Differences in Response Among Inbred Mouse Strains to Infection with Small Doses of Mycobacterium bovis BCG

Author:

Forget Adrien1,Skamene Emil2,Gros Philippe1,Miailhe Annie-Claude1,Turcotte Raymond3

Affiliation:

1. Département de Microbiologie et Immunologie, Faculté de Médecine, Université de Montréal, Montréal, Québec, Canada, H3C 3J7

2. Montreal General Hospital Research Institute, Montreal, Quebec, Canada, H3G 1A4

3. Centre de Recherche en Bactériologie, Institut Armand-Frappier, Laval-des-Rapides, Ville de Laval, Québec, Canada, H7N 4Z3

Abstract

Intravenous infection of six inbred mouse strains with small doses of dispersed cells of Mycobacterium bovis BCG (15.5 × 10 3 or 15.5 × 10 4 colony-forming units) separated them into resistant (C3H/HeCr, A/J, and DBA/2) and sensitive (B10.A, C57BL/6, and BALB/c) strains as assessed by the magnitude of bacterial multiplication in the spleens at 28 days.
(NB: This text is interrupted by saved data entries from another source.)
PR #657, opened 2026-02-09
Fix handling of universe domains with service key

stanhu:
The Google API already extracts the universe domain from the service key, if available. We don't need to set it.

Note that we still need to set the universe domain in client options because the Ruby client does not yet do this automatically unless you set the `disable_universe_domain_check` flag to false due to https://github.com/googleapis/google-auth-library-ruby/pull/493:

```
require 'googleauth'
creds = Google::Auth.get_application_default
creds.disable_universe_domain_check = false
creds.fetch_access_token!
```


geemus:
Thanks!

PR #660, opened 2026-09-13
Keep options given to StorageJSON::Files#all for subsequent pages

mshibuya:
## Problem

`StorageJSON::Files#all` passes its options to `list_objects` without keeping them on the collection. `#each` lists again from a copy (`dup.all`), so every page after the first is listed without them:

```ruby
directory.files.all(prefix: "a/").each { |file| ... } # iterates over the whole bucket
```

Anything that deletes what it iterates over will delete objects outside the prefix. We found this through CarrierWave's cache cleanup (`directory.files.all(prefix: cache_dir).each { |file| file.destroy if ... }`): with HTTP stubbed, it listed the second page onward without the prefix and sent DELETEs for objects outside the cache directory.

The XML, AWS, Aliyun and AzureRM collections already call `merge_attributes(options)` in `#all`, so only the JSON storage is affected.

## Change

`#all` merges the options into the collection's attributes before listing, as the other providers do. As a side effect, options can also be given by attribute name or alias (`"prefix"`, `"Prefix"`); these used to be dropped silently.

Options now stay on the collection: `all(page_token: x)` followed by `all` continues from `x` instead of starting over, as `marker` already does for AWS and the XML storage.

## Tests

- `test/unit/storage/test_json_files.rb`: every page is listed with the prefix, and `"prefix"`, `"Prefix"` and `:prefix` are all accepted. `list_objects` is stubbed, since the JSON mock doesn't implement it.
- `test/unit/storage/test_xml_files.rb`: the XML storage already behaves this way but wasn't tested.
- `test/integration/storage/test_files.rb`: iterates `all(prefix: "a/", max_results: 2)` over two pages against the real API.

The JSON unit test and the integration test fail without the fix. `rake test:unit` passes, and the new integration test passes against GCS with application default credentials (I didn't run the rest of the storage suite).

🤖 Generated with [Claude Code](https://claude.com/claude-code)


geemus (approved):
lgtm, thanks!

geemus:
Something seems broken with integration tests (they hung for >24hrs), but this seems clear/safe, so bringing it in.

The two groups were more sharply separated after infection with the lower dose of BCG (15.5 × 10 3 colony-forming units), which allowed for true multiplication of the bacteria in the spleens of permissive hosts, expressed as the ratio of the number of BCG recovered from the spleens to the number of BCG injected. This coefficient of increase was less than 1 in resistant strains, whereas it was higher than 2.5 in sensitive strains. Significant splenomegaly developed only in mice of the sensitive strains infected with BCG when compared with uninfected controls. There was no correlation between the magnitude of the delayed-type hypersensitivity (DTH) to BCG and susceptibility to infection: DTH was absent in both the sensitive and the resistant strains when the smaller dose of BCG was used for infection. Moreover, significant DTH was detected in animals of the most sensitive (BALB/c) as well as of the most resistant (C3H/HeCr) strain when the higher dose of BCG (15.5 × 10 4 ) was used for immunization. These results document significant genetic differences in the ability of inbred mice to inhibit bacterial multiplication after infection with small dispersed doses of BCG. Resistance to BCG multiplication, in this model, does not appear to be related to the establishment of DTH.

Publisher

American Society for Microbiology

Subject

Infectious Diseases,Immunology,Microbiology,Parasitology

Reference41 articles.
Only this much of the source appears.